I’ve just made my first reel, and I am dazed!
In half a day, I have learned how to use Canva, made 5 images, uploaded them to InShot, added music and then posted them on the Insight2Excellence social media platforms.
And if you’re not following Insight2Excellence yet, I’d love you to join me there!
I’ve learned a lot, and I can see how content creation is a full-time job! Suffice to say, I’ve not earned a penny today. But I have created a reel that talks about my book, and I’m happy with it.
I have ME/CFS, and today has certainly been a day of high activity. I’m supposed to pace myself, and I’ve not been very good at that today, and that’s because I’ve spent the whole morning in hyperfocus. That’s another thing: I have an ADHD diagnosis.
Right now, I’m buzzing. I feel that climbing Kilimanjaro this minute would be perfectly achievable. I also know I will pay for today; I’ll be feeling it in my body and mind tomorrow.
And this dazed, buzzing feeling is familiar. We’re good friends now.
My reel is about the book I am writing, and this is another creative endeavour that has seen me in hyperfocus for many weeks. I am glued to my laptop, forgetting to eat, drink, and sometimes even acknowledge other people. I also leave going to the loo until the very last minute, which has seen more than one rather scary moment. My memoir and the reel both consumed my energy, focus, and creativity at the expense of everything else.
This has been the pattern of my life, a pattern that has only become clear to me in adult life.
I’m neurodivergent and creative. I have a head full of ideas, but I am not the best at executing them. However, no one else can write my memoir. It’s a creative project that only I can deliver.

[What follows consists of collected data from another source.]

PR #5166, opened 2018-12-05
Add missing changed index to solr and fix tabbedview helper fallback.

phgross:
-  Fix changed fallback in documents listings for solr documents. This fixes an Bug on document listings when filtering and solr is enabled (see https://sentry.4teamwork.ch/sentry/onegov-gever/issues/9683/).
- Added missing `changed` field to the solr schema 
-  Added tests which checks if solr conf contains all catlaog indexes, and metadata or are marked as catalog only. This should help to not forget the solr-conf when adding a new index/metadata

There is no upgradestep needed, we'll need to fix/reindex the existing solr installations manually.


njohner:
👍 Looks good to me

PR #5174, opened 2018-12-10
Fix task revoking permissions on close/reassign

phgross:
Avoid unauthorized raises, when current user loses the access rights on the dossier during task closing. The Unauthorized has been raised, because we revoked the permission and fetch the subdossiers afterwards, so the getObject on the brain raised the `Unauthorized`. I've fixed this by changing the order, first fetch all subdossiers and than revoke the permission on the main dossier.

Besides that I also implemented a fallback to the add response form, when the current users loses access rights. If that's the case we now redirect to the personal overview and show a corresponding statusmessage.

Backport needed: `2018.5`

### DIFF
--- a/opengever/task/localroles.py
+++ b/opengever/task/localroles.py
@@ -174,12 +174,6 @@ class LocalRolesSetter(object):
 
     def revoke_on_distinct_parent(self):
         distinct_parent = self.get_distinct_parent()
-        manager = RoleAssignmentManager(self.get_distinct_parent())
-        manager.clear(
-            ASSIGNMENT_VIA_TASK,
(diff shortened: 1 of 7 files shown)


opengever/task/localroles.py
```diff
@@ -191,10 +185,16 @@ def revoke_on_distinct_parent(self):
                              IProposal.__identifier__],
             path='/'.join(distinct_parent.getPhysicalPath()))]
 
+        manager = RoleAssignmentManager(self.get_distinct_parent())
```
lukasgraf: `distinct_parent` is already fetched on line 176, and could be reused here.

phgross: @lukasgraf your right, updated.

PR #5177, opened 2018-12-10
Implement is_shadow_document() for mails

Rotonen:
* Used `unix2dos` to convert the test asset for easier comparability
* Implemented `is_shadow_document()` for mails
* Added tests for attaching mails via Office Connector


opengever/mail/mail.py
```diff
@@ -352,6 +352,9 @@ def get_download_view_name(self):
             return '@@download/original_message'
         return 'download'
 
+    def is_shadow_document(self):
```
deiferni: if this is now part of `BaseDocumentMixin` either move it up as default implementation or provide an abstract definition in `BaseDocumentMixin` that raises `NotImplementedError`.

Rotonen:
Ready for rereview.

PR #5190, opened 2018-12-12
Merge plonetheme.teamraum profiles into opengever.core

Rotonen:
Settled for just merging the profiles into `opengever.core` for now and making the default publisher encoding UTF-8 as we now go through diazo transforms in the tests and that'd not work out with the Zope 2 default encoding of latin9.


Rotonen:
As https://github.com/4teamwork/opengever.core/pull/5212 is merged, merging this one should be now in any case safe as well.

Rotonen:
@lukasgraf and now with changelog entries.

People ask me the obvious question, “Has this been a cathartic experience?” And the answer to that is yes, but it’s also been emotionally exhausting. People often think that we neurodivergent folk are emotionally illiterate, aloof, detached, emotionally distant, and lack empathy. I can only speak from my own experience and tell you that in my case, that isn’t true. I feel too much. I go out of my way for others, not considering the personal cost, and there have been many times where that cost has been heavy. Revisiting many of these moments in my writing has been cathartic in the sense that I have been able to revisit myself at key moments and offer myself what I needed then but didn’t receive, but this has involved deep retrospection. I’ve not been reliving past experiences, but I’ve been observing them, watching them play out, and the pain of that has been real. It’s also been necessary.
I knew I was queer from an early age. I grew up in an evangelical family, where I was taught that who I was wasn’t acceptable. Through writing, I have been able to revisit how that robbed me of any self-worth and replaced it with self-loathing. Andy, who I am now, has been able to go back to Andrew, the conditioned and controlled child, and tell him that he’s okay in each moment.

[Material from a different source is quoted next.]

PR #5201, opened 2018-12-13
Closing subdossiers with unrestricted searching and elevated privileges

### LINKED ISSUE #5153: Subdossier active in deactivated dossier
When deactivating a dossier, we loop only over the dossier that the current user sees, so we can end up with activ subdossiers in an inactive dossier. The main dossier can then not be reactivated, because the activate transition does not exist for the already activ subdossiers.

I am not so full of self-loathing now; in fact, I’m falling in love with Andrew. Andrew wasn’t broken, wrong, or deviant. Andrew didn’t need saving or fixing.
For years, people have told me that I have a life story that needs to be told, not to blow my own trumpet, I have no trumpet to blow, but to throw a lifeline to other queer, neurodivergent kids who are struggling to find themselves.
Finding oneself is a challenge for most people. As an undiagnosed neurodivergent child, I was trying to make sense of a loud, confusing, chaotic world, whilst at the same time trying to manage a mind that screamed incoherent babble 24/7. Compounding this was continually hearing that my sexual orientation was a one-way ticket to hell. Factor in schoolground bullying from kids who detected my difference, and a bullying father, and you will understand how fear became a constant and familiar companion.
The pain from all this led to self-medicating.
I have come to see what a rollercoaster my life has been, not that I noticed it at the time. I’ve been living it at full speed, driven by a seemingly insatiable desire to understand myself, grapple with the meaning of life, fix others, and mend a broken world. What’s weird is that this never felt impossible. It felt imperative. My wiring provided no alternative. Ignoring the pull resulted in unbearable physical and mental pain.
So here I am, 100,000 words in, and I’ve only covered 1963 – 1993. In that time, I have lost the sight in my left eye, attended a charismatic Bible College that had cultic overtones, fallen in love with a guy at that Bible College, got engaged to a woman, met a guy on a beach, been outed which led to being kicked out of my home, the church and the town, finding myself in a new city with nothing to my name other than the clothes on my back.
My story is a story of survival. Of finally meeting myself at the intersection and being at peace with who I found there.
Enjoy the reel, and I hope you will enjoy the book.
If this article resonates with you, whether as someone queer, neurodivergent, or simply human, I’d love to hear your reflections. Stories connect us, and this is mine in progress.